Citigroup and JPMorgan Chase expect oil prices to fall to the $60 range next year, and could go even lower if OPEC+ opens the taps. That poses a financial threat to Saudi Arabia, which needs oil prices closer to $100 a barrel to pay for Crown Prince Mohammed bin Salman's grand economic plans, according to the International Monetary Fund. Saudi Energy Minister Prince Abdulaziz bin Salman has often urged the group to be cautious in adding output to the market.
Meanwhile, Standard Chartered Plc believes that the oil market has “relaxed too quickly” on Middle East risks, and renewed hostilities between Israel and Iran after the U.S. election could boost oil prices. The bank‘s analysts pointed to the two months before the Jan. 20 U.S. presidential inauguration as a potential “window of intensification.” Crude oil prices posted their biggest drop in more than two years on Monday after Israel’s latest retaliatory strike on Iran avoided the OPEC producer‘s energy infrastructure. The targeting has both reduced concerns about the immediate risk to crude flows and shifted investors’ attention to expectations of a deterioration in the global oil supply and demand balance by 2025.
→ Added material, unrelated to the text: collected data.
PR #1723, opened 2023-11-15
Chore: fix quoting in sushi python model fetchdf calls

treysp:


examples/sushi/models/raw_marketing.py
```diff
@@ -22,7 +23,7 @@
     columns={
         "customer_id": "int",
         "status": "text",
-        "updated_at": "timestamp",
+        "updated_at": "timestamptz",
```
eakmanrq, line 26: Since it is UTC, does this make sure the `+0000` is preserved?

treysp: Yes - with just `timestamp` the `+0000` is being ignored by some engines (depending on their default timestamp data type behavior)

eakmanrq (approved):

“There has been a tendency over the past year for markets to act as if every escalation in geopolitical risk in the Middle East is a downgrade,” the analysts wrote. “For now, Israel appears to have failed to accomplish many of its objectives in Iran, and the scope for further action is likely to expand significantly once the U.S. election vote is over,” they said. Standard Chartered forecasts global benchmark Brent crude oil prices at $89 a barrel and WTI crude oil prices at $86 a barrel in the first quarter of 2025.
The removal of the Middle East war premium has put weak fundamentals back in focus, including weak demand and ample global supply. OPEC+ plans to gradually restore production from December, and traders are divided on whether the alliance will proceed with the plan. “The focus remains largely on the removal of the war premium and whether OPEC+ will continue with its production increase plan,” said Robert Rennie, head of commodities and carbon strategy at Westpac Banking Corp. He added that Brent oil prices are expected to test the $60 area in a “short period of time.”
Commodity and financial markets are preparing for two big events next week, including the U.S. election and whether China will take further stimulus measures. Currie added that the market outlook facing the group ultimately depends on the outcome of the U.S. presidential election on November 5. He said: “The real geopolitical risk has not yet arrived, that is the shock wave brought by the U.S. election. This will touch the most vulnerable points around the world.”
In summary, the oil market is facing complex challenges, including weak demand, concerns about oversupply, uncertainties in geopolitical risks, and changes in global economic policies. OPEC+ decisions, tensions in the Middle East, and the dynamics of the global economy will have a profound impact on oil prices.